New data published in the Journal of the American College of Cardiology suggest that relatively healthy women with severe depression are at increased risk of cardiac events, including sudden cardiac death (SCD) and fatal coronary heart disease (CHD). Researchers found that much of the relationship between depressive symptoms and cardiac events was mediated by cardiovascular disease risk factors, such as high blood pressure, high cholesterol and smoking.
The researchers prospectively studied 63,469 women from the Nurses Health Study who had no evidence of prior heart disease or stroke during follow-up between 1992 and 2004. Self-reported symptoms of depression and use of antidepressant medication were used as measures of depression. To best identify those with clinical depression, researchers specifically examined women with the most severe symptoms defined by a validated 5-point mental health index score of less than 53 or regular antidepressant use.
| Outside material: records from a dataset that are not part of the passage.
PR #136, opened 2020-09-25
initial keyframe support

### LINKED ISSUE #80: Support keyframe and animation
```
let fadeIn = [%styled.keyframe {|
  0% { opacity: 0 }
  100% { opacity: 1 }
|}];

module Modal = [%styled.div {|
  animation-name: $fadeIn;
|}];

module Modal = [%styled.div {|
  animation: $fadeIn ease-in 200ms;
|}];
```

EduardoRFS:
## Missing

Currently the animations properties doesn't support variables in the following form `animation: $(fadeIn) ease-in 200ms` so you're going to make the complete way.

```css
animation-name: $(fadeIn);
animation-timing-function: ease-in;
animation-duration: 200ms;
```

## Issues
- Closes #80

### DIFF
--- a/test/bucklescript/src/index_test.re
+++ b/test/bucklescript/src/index_test.re
@@ -2,6 +2,11 @@ open Jest;
 open Expect;
 open ReactTestingLibrary;
 
+let fadeIn = [%styled.keyframe {|
+  0% { opacity: 0 }
+  100% { opacity: 1 }
+|}];
+
 module Component = [%styled.div {|
   display: flex;
   justify-content: center;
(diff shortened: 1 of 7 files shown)


test/bucklescript/src/index_test.re
```diff
@@ -13,6 +18,9 @@ module Component = [%styled.div {|
 
   font-size: 30px;
 
+  animation-name: $(fadeIn);
+  /* animation: $(fadeIn) ease-in 200ms; */
```
davesnx, line 22: Can we add an error message if they are using the short-hand version?

davesnx (approved):

test/bucklescript/src/index_test.re
EduardoRFS: I think is easier to actually support the full version, it's probably the next development phase, developing props definition supporting variables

The study found that women with more severe depressive symptoms or those who reported taking antidepressants were at higher risk for SCD and fatal CHD. In particular, women with clinical depression were more than twice as likely to experience sudden cardiac death. Surprisingly, this risk was associated more strongly with antidepressant use than with depressive symptoms.
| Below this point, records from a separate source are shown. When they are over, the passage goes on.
PR #173, opened 2021-03-24
Introduce unsafe

rusty-key:
This is quick-and-dirty implementation of `unsafe`. 
@davesnx, I would appreciate if you could look at it and verify that I am digging in the right direction.


EduardoRFS:
@rusty-key not sure if you want the syntax, but there is already ways to do unsafe, but they're uglier than this

rusty-key:
Can you share existing options? Uglier is not a problem

davesnx:
I know there's a way to flag some properties to "unsupported" which makes the property to render Css.unsafe. But I'm not able to have it working :(

EduardoRFS:
Not sure this works with components without parameters, but if it doesn't it should. Because of the change that allows `;` to be used as `@`, or in ReScript just the space itself, this means that you can mix strings of css with direct calls to Css module

```reason
  (~color: Css.Types.Color.t) => {
    "background: blue";
    [Css.unsafe("color", "trust-me")]
  }
];
```

rusty-key:
Not sure I understand. Does it work only in rescript syntax? I am getting syntax error: 
```
[1/7] Building src/components/Greet.reast
FAILED: src/components/Greet.reast 
/Users/rustykey/code/exp/try-styled-ppx/node_modules/bs-platform/darwin/bsc.exe  -warn-error +5 -color always -bs-jsx 3 -ppx /Users/rustykey/code/exp/try-styled-ppx/node_modules/@davesnx/styled-ppx/ppx -ppx /Users/rustykey/code/exp/try-styled-ppx/node_modules/react-rules-of-hooks-ppx/Bin.exe -bs-super-errors -bs-no-version-header -o src/components/Greet.reast -bs-syntax-only -bs-binary-ast /Users/rustykey/code/exp/try-styled-ppx/src/components/Greet.re
File "/Users/rustykey/code/exp/try-styled-ppx/src/components/Greet.re", line 5, characters 43-44:
5 |     "background: blue" @ [Css.unsafe("color", "trust-me")];
                                               ^
Error: Parse error while reading token 'EOF'
```

rusty-key:
On a syntax itself: having this syntax (in any form) for a regular style block would be really helpful at this stage of the tool. 

The main reason we cannot start experimenting with it in a real project, is amount of friction required for working around some know issues (like problems with `grid-column-template` values). 

I would just make it much less convenient and much more greppable though, `~` is just a quick solution. Maybe something like `UNSAFE_color: trust-me"`

EduardoRFS:
@rusty-key nope that is supported by reason, we even have tests for it

https://github.com/davesnx/styled-ppx/blob/9451b3725755406554bb2c353c7cc17c7d8bdae0/packages/ppx/test/bucklescript/src/dynamic_test.re#L9

rusty-key:
Sorry, I am new to the project, so I might be missing something obvious. What you are sharing is an option of passing declarations separately, this works for me. But what I am having problem with, is direct calls to `Css.unsafe`:
```
  (~color: Css.Types.Color.t) => {
    "background: blue";
    [Css.unsafe("color", "trust-me")]
  }
];
```
↓
```
[1/7] Building src/components/Greet.reast
FAILED: src/components/Greet.reast 
...
File "/Users/rustykey/code/exp/try-styled-ppx/src/components/Greet.re", line 6, characters 22-23:
6 |     [Css.unsafe("color", "trust-me")];
                          ^
Error: Parse error while reading token 'EOF'
```
Looks like ppx is trying to parse it and failing, which kinda makes sense. I am not sure I understand how it supposed to work

I am using `1.1.1-nightly.ae39eb6.0` btw, in case there are differences in latest version.

EduardoRFS:
@rusty-key oh yeah, you're right, that's a bug, nice catch, can you try

```reason
let color_string = "color";
let color_value = "trust-me";
  (~color: Css.Types.Color.t) => {
    "background: blue";
    [Css.unsafe(color_string, color_value)]
  }
];
```

But we need a proper solution for this, a couple of options are

- an attribute so that it will ignore the string, like `[@ignore]"color"`
- an named string `{ignore|color|ignore}`
- detecting that is `Css.unsafe` and stops parsing it

I think all of them are quite simple to implement, I can do it myself. We just need a design for it, what do you think @davesnx 

## About the PR

I'm not particularly against this PR, but I would like if it was explicit, like `unsafe-color`. But even then we should fix the current escape hatch.

rusty-key:
> @rusty-key oh yeah, you're right, that's a bug, nice catch, can you try

yeah, that works. Though, I cannot make it work on argument-less components: 
```
module Component = [%styled.div
  "background: blue";
  [Css.unsafe(color_string, color_value)];
];
↓
  We've found a bug for you!
  /Users/rustykey/code/exp/try-styled-ppx/src/components/Greet.re 5:35-44
  
  3 │ let color_string = "color";
  4 │ let color_value = "trust-me";
  5 │ module Component = [%styled.div "background: blue"; [Css.u
      nsafe(color_string, color_value)]];
  6 │ 
```

I guess if that would work, that would be good enough


> detecting that is Css.unsafe and stops parsing it

You mean automatically detect if the property is not supported? If so, it's not exactly what I am looking for, I need manual control to have an escape hatch for certain cases. Any greppable annotation would work for me, and I think that it should be annoying enough so people would not start using it left and right.

davesnx:
Here https://github.com/davesnx/styled-ppx/blob/master/packages/ppx/src/styled_ppx.re#L574-L580 is where we deal with different render strategies for different ppx extension points, renderPayload is called from different mappers. Probably removing `render_emotion_style` and using `Css_to_emotion.render_declaration_list` will deal with unsupported properties globally.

"It's important for women with depression to be aware of the possible association between depression and heart disease, and work with their health care providers to manage their risk for coronary heart disease," says William Whang, M.D., M.S., Division of Cardiology, Columbia University Medical Center, and lead investigator of the study. "A significant part of the heightened risk for cardiac events seems to be explained by the fact that coronary heart disease risk factors such as high blood pressure, diabetes, elevated cholesterol, and smoking were more common among women with more severe depressive symptoms."
"These data indicate the link between depression and serious heart rhythm problems may be more complex than previously thought," says Sanjiv M. Narayan, M.D., F.A.C.C., University of California, San Diego, who co-authored the accompanying editorial with colleague, Murray Stein, M.D. "It raises the question of whether this association may have something to do with the antidepressant drugs used to treat depression."
Both Drs. Whang and Narayan stress that although the relationship between antidepressant medicines and SCD merits further investigation to determine whether antidepressant medications directly increase the risk for heart rhythm disorders, at present the benefits of appropriately prescribed antidepressants outweigh the risk of sudden cardiac death. There was no relationship between antidepressant use and fatal CHD or nonfatal heart attack.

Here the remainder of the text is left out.